China reiterates opposition to tariffs, emphasizes basis of equality for trade talks

China reiterates opposition to tariffs, emphasizes basis of equality for trade talks

Ministry urges talks with US on basis of equality

The Ministry of Commerce (MOFCOM) on Thursday reiterated its opposition to US government's unilateral imposition of tariffs while urging talks and consultations between China and the US on the basis of equality.

The ministry's remarks followed recent comments by US Trade Representative Katherine Tai on resuming negotiations with China. There are hopes for re-engagement, as Washington is walking a fine line between trade engagement plans and a continued push to contain China -- notably in technology. China's technological rise seems to have increasingly become a thorn in the flesh for the US, experts said.

Tai suggested last week that she was expecting to meet her Chinese counterparts "in the near term" for talks on US tariffs on hundreds of billions of dollars worth of Chinese products.

Commenting on the subject, Gao Feng, a spokesperson for the MOFCOM, told a regular press conference that the Chinese side noticed the report and that "if there are further [developments], it will be announced promptly."

However, Gao stressed that China's stance on tariffs is very clear -- unilaterally imposing tariffs is not good for China, the US, nor the world.

"The China-US trade relationship is mutually beneficial in nature. Both sides should address each other's reasonable concerns through dialogue and consultation on the basis of mutual respect and equal treatment," Gao said.

Gao denied a Wall Street Journal report suggesting that Beijing was weighing a new economic envoy with Washington.

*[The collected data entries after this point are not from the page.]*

PR #593, opened 2022-04-06
backend: Fix Version Breakdown graph

yolossn:
This patch breaks the version breakdown query
into multiple sub queries and runs them in
parallel using go routines for better
performance.

### DIFF
--- a/backend/pkg/api/groups.go
+++ b/backend/pkg/api/groups.go
@@ -10,7 +10,7 @@ import (
 
 	"github.com/doug-martin/goqu/v9"
 	"github.com/google/uuid"
-	"github.com/lib/pq"
+	"golang.org/x/sync/errgroup"
 	"gopkg.in/guregu/null.v4"
 )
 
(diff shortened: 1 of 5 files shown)


yolossn:
The query is broken into 3 different parts and then the final output is computed, and the queries are run in parallel for performance.
- Instances without any instance status history (ie instances that have not been updated), In this case, the latest version in instance_application table is used.
- Instances that have updated in the timespan (30 days/7days etc), then fetch the instance status histories and compute the timeline.
- Instances that have been updated but not in the timespan. In this case, consider the latest instance status history version for all the spans in the timespan.

yolossn:
ToDo:

- [ ] Check if new indexes can be added 
- [ ]  Remove the indexes that were introduced for the old query.

yolossn:
The response time for 280000 instances.
image

backend/pkg/api/groups.go
```diff
@@ -648,81 +669,108 @@ func (api *API) GetGroupVersionCountTimeline(groupID string, duration string) (m
...
-	}
-	defer rows.Close()
-	for rows.Next() {
-		var timelineEntryEntity VersionCountTimelineEntry
-		err := rows.StructScan(&timelineEntryEntity)
+		instancesWithoutStatusQuery := fmt.Sprintf(`
+		with time_series as ( select * from generate_series( now() - interval '%[2]s', now(), interval '%[3]s' ) as ts ), instances as ( select ia.instance_id, case when last_update_granted_ts is not null then last_update_granted_ts else ia.created_ts end, ia."version" from instance_application ia left join ( select * from instance_status_history where group_id = '%[1]s' and created_ts >= now() - interval '%[4]s' and status = 4 ) ish on ia.instance_id = ish.instance_id where (ia."group_id" = '%[1]s') and last_check_for_updates >= now() - interval '%[2]s' and ( ia.instance_id is null or ia.instance_id not like '{________-____-____-____-____________}' ) and ia.version not like '%%nightly%%' and ish.instance_id is null ) select ts, ( case when version is null then '' else version end ), sum( case when version is not null then 1 else 0 end ) total from ( select * from time_series left join ( select * from instances ) _ on created_ts <= time_series.ts ) as _ group by 1, 2 order by ts desc;
```
joaquimrocha, line 687: Can we break this line for better readability?

backend/pkg/api/groups.go
```diff
@@ -753,6 +801,40 @@ func (api *API) GetGroupVersionCountTimeline(groupID string, duration string) (m
...
+		}
+	}
+
+	// post query processing for active instances without instance_status_history in the interval
+	for _, vc := range versionCounts {
+		if isNightlyVersion(vc.Version) {
+			continue
+		}
+		for _, span := range spans {
+			_, ok := timelineCount[span][vc.Version]
```
joaquimrocha, line 829: Nit: I'd get the result here, and if "not ok", I'd set up the result as 0. So below you'd have only to assign the value to the result + unit64(vc.Count) once.

joaquimrocha (commented):
Thanks for all this work. I know things were already very difficult to understand before, but it was one query. Now it's several steps, so I'd like to ask for a bit more detailed comments in each one, so next time we have to touch it, we can understand it quicker.

joaquimrocha (changes requested):
I think you meant to add the comment to the previous commit, not the indexes one, right?
The comments, LGTM, so after this tidy up, it should be good to merge.

joaquimrocha (approved):

joaquimrocha:
Awesome. Thanks.

PR #597, opened 2022-04-19
frontend: Add 404 page

yolossn:


illume (changes requested):
Thanks for adding this.

Should use appropriate headers (h1 and h2) and change the size to match(Check the dev console for accessibility errors/warnings). The text should use translation.

PR #602, opened 2022-04-29
Backend: Allow accessing resources via API using ProductID

yolossn:


backend/pkg/handler/channels.go
```diff
@@ -65,6 +75,10 @@ func (h *Handler) CreateChannel(ctx echo.Context, appID string) error {
 }
 
 func (h *Handler) GetChannel(ctx echo.Context, appID string, channelID string) error {
+	appID, err := h.db.GetAppID(appID)
+	if err != nil {
+		return appNotFoundResponse(ctx, appID)
+	}
```
joaquimrocha, line 81: We aren't using the appID here, AFAICS, maybe we don't need the extra query?

joaquimrocha (commented):
I have avoided using the productID beyond the initial request so we didn't have to change the whole codebase to include it.

I see you preferred to move the check to the handler functions, rather than the API ones.
This may be more efficient since we can perform API functions without having to check for the ID, but maybe it's more error prone?

I'd also verify the places that receive the appID as a parameter but we're not using it for much (or can get it from the channel/package/etc.). There's at least a comment I left about that.

backend/pkg/handler/channels.go
yolossn: I moved the check to handler function because of two reasons, 
1. There are handler functions where the appId is used in more than one `api` functions like `PaginateChannels`, So it made sense to find the appID once and reuse it.
2. If the `appID` is not found for the `productID` the response will be a `App not found error` instead of Internal Server Error, we can bubble up the error but keeping it this way makes it more clear both at handler level and api level, At handler level it helps for better error handling and at api level the functions do one specific thing.

yolossn:
> I see you preferred to move the check to the handler functions, rather than the API ones. This may be more efficient since we can perform API functions without having to check for the ID, but maybe it's more error prone?

I moved the check to handler function because of two reasons, 
1. There are handler functions where the appId is used in more than one `api` functions like `PaginateChannels`, So it made sense to find the appID once and reuse it.
2. If the `appID` is not found for the `productID` the response will be a `App not found error` instead of Internal Server Error, we can bubble up the error but keeping it this way makes it more clear both at handler level and api level, At handler level it helps for better error handling and at api level the functions do one specific thing (also there are api functions that expect params as a struct and there can be chances where the `GetAppID` could be missed).

backend/pkg/handler/channels.go
yolossn: Ill remove these extra ones.

joaquimrocha (approved):

PR #604, opened 2022-05-02
backend: Add migration down support

yolossn:


yolossn:
The `migrate-down` command should be used to remove the last migrations before reverting to an old version of Nebraska. One question still remains, how will the admin know how many migrations should be reverted ? Should we start adding the migrations introduced along with the releases going on ? @joaquimrocha  thoughts ?

joaquimrocha:
> The `migrate-down` command should be used to remove the last migrations before reverting to an old version of Nebraska. One question still remains, how will the admin know how many migrations should be reverted ? Should we start adding the migrations introduced along with the releases going on ? @joaquimrocha thoughts ?

I think maybe we can an argument support to migrate-down, so users can do: `--migrate-down=004` (exclusive, i.e. down to 004 which will be the last migration applied applied).

Users can use git to get the last migration for a past version:
`git show 2.4.0:./backend/pkg/api/db/migrations | tail -n1`

Alternatively we could add a command called `db-migrate` with the following options:
`nebraska db-migrate --down-to=004`: this migrations down till a migration starting with 004 (this one is not migrated down, i.e. it's exclusive)
`nebraska db-migrate --show`: this lists the current migrations for the current version.

(but this command would only be available in new versions, so maybe it's not so useful when users have git)

WDYT?

yolossn:
Makes sense to use the migration id to migrate down, I think we should add documentation for the same.

yolossn:
Makes sense to use the migration id for migrate down, I will add the documentation for the same.

yolossn:
Added docs for migrating to an older version of Nebraska.

illume:
> Added test 👍🏽

Awesome. Thanks!

docs/migrate-to-older-version.md
```diff
@@ -0,0 +1,21 @@
...
+---
+ 
+
+When migrating down to an older version of Nebraska one might have to rollback database migrations that were applied as a part of the release. 
+
+First get the migrations that were introduced as a part of the last release using the following command.
+
+> git show <NEBRASKA-VERSION>:./backend/pkg/api/db/migrations | tail -n1
+
+For example to find the migrations that were introduced as part of `2.4.0` release clone the Nebraska repo and run.
```
joaquimrocha, line 13: I think this article is a bit confusing. The command associated with this phrase doesn't necessarily show the newly added files in this folder for this tag, it just lists the contents of that dir, for that tag (so it is the same result for 2.4.1).

It should instead say that if users want to migrate to a version, like 2.4.0, they should run the command you wrote (gets them the last migration considered in 2.4.0) and run the `--migrate-down-to 0013`.

joaquimrocha (changes requested):
Found an issue in the docs.
BTW, `--migrate-down-to` sounds a bit complicated and is unrelated to DBs. Should we rename it as `--migrate-db-to` and support migrating up as well? (maybe in the beginning we can just support migrating down, but it's important that the command name makes sense)

backend/pkg/config/config.go
```diff
@@ -103,6 +104,7 @@ func Parse() (*Config, error) {
 	var config Config
 
 	f := flag.NewFlagSet("config", flag.ContinueOnError)
+	f.String("rollback-db-to", "", "Rollback db migration to the provided id, eg:0003")
```
joaquimrocha, line 107: As I tried to explain before, I think we can use this command later for migrating up too. So we should not go with a name that hints migrating down, which both this + the previous version do.
I think something like `migrate-db-to 0013` is more adequate but could also be `set-db-migration 0013`.

BTW, if you touch this line, please also make `db` -> `DB`.

joaquimrocha (changes requested):
Left a comment about the command's name. Also, I don't think the docs were updated.

joaquimrocha (approved):

PR #608, opened 2022-06-02
frontend: Get a high number of packages until we add real pagination

joaquimrocha:
Due to how the backend changed how the items can get fetched (making
the pagination mandatory), the list of packages gotten by default was
just 10.

We should fix this by applying a real pagination in the packages'
list, but until then, this patch requests a high number of packages
so the UX is a bit better until we fix the pagination in the UI.


illume (approved):
👍 thanks

PR #612, opened 2022-06-09
frontend: Prevent sending an empty version when fetching instances

joaquimrocha:
Sending an empty version is not allowed in the current API. That should be ideally prevented in the backend, but until then, this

Tai's remarks renewed re-engagement hopes, according to trade affairs observers, who cited China's continued efforts to open up its market to foreign investors and its dutiful implementation of the phase one trade deal. They said the comments would illuminate the path ahead for the world's top two economies to re-connect rather than moving in the opposite direction.

It shows that after US Secretary of State Antony Blinken's talks with the G7 plus India, Australia and South Korea, the US believes that the so-called union of democratic countries has been rebuilt, and the US is well prepared to start trade talks with China, Chen Fengying, a research fellow at the China Institutes of Contemporary International Relations, told the Global Times on Thursday.

"As the US has frequently showed its willingness to talk with China, it is a sign that bilateral trade ties are getting back to normal," Chen added.

Efforts to re-connect the two economies are also evident in China's case.

Speaking at a roundtable in Shanghai on Thursday attended by the National Development and Reform Commission (NDRC) and senior executives of US multinationals in China, Gao Jian, an NDRC official, said that Chinese and foreign businesses -- including those from the US -- are an indispensable part of China's economic development.

In another sign, US wealth management giant BlackRock announced on Wednesday that a wealth management joint venture in which it holds a 50.1-percent stake has been granted a license by China's banking and insurance regulator.

China has dramatically increased its purchases of US goods under the phase one deal, Chen said, adding that imports of US farm goods stood at 162.74 billion yuan ($25.21 billion) in 2020, a 66.9 percent increase year-on-year, with soybean imports up 56 percent and imports of US pork up 223.8 percent.

"China has also increased its purchases of every item under the phase one deal," Chen said.

"I would also remind everyone that phase one trade agreement was quite affected in terms of purchases by the COVID-19 pandemic. But it's also structured as a two-year deal.

"There is a way for purchasing elements and efforts to move forward more vigorously in 2021, because the economies have recovered significantly. So hopefully, we can see many more purchases," said Greg Gilligan, chairman of AmCham China, on Tuesday during a press briefing.

During the Trump administration, the US tried almost every measure it could to contain China in trade, Chen said.

However, there are still some other steps that the US is likely to take to contain China, such as decoupling in the high-tech sector, blocking the yuan's globalization or the using the so-called human rights issue to smear China, Chen added.

"With China as the main target, the US Senate committee's approval of the 'Endless Frontier' act indicates that China has made some achievements in science and technology development. Hence, we should not belittle ourselves in the sector," He Weiwen, a former senior Chinese trade official, told the Global Times on Thursday.

The US' "Endless Frontier" act is like a copy of what China is doing in developing its sci-tech sector, although the US, especially the former Trump administration, strongly dislikes China's industry policies, He said.

However, unlike China's institutional advantages such as policy consistency, ability to integrate resources for large projects and an opening-up attitude, the US' political intervention in commercial sci-tech innovation and frequent policy changes mean that the US may not be able to fully achieve its targets as listed in the act, He said.

It's even doubtful whether the Biden administration could provide the money needed.

Initially introduced in 2020, the bipartisan bill promised to compete against China by offering $110 billion through a new directorate at the National Science Foundation, and refocus its efforts on cutting-edge technologies like artificial intelligence, machine learning and quantum computing. It stagnated last year as the US Congress spent efforts on COVID-19 recovery and the presidential election.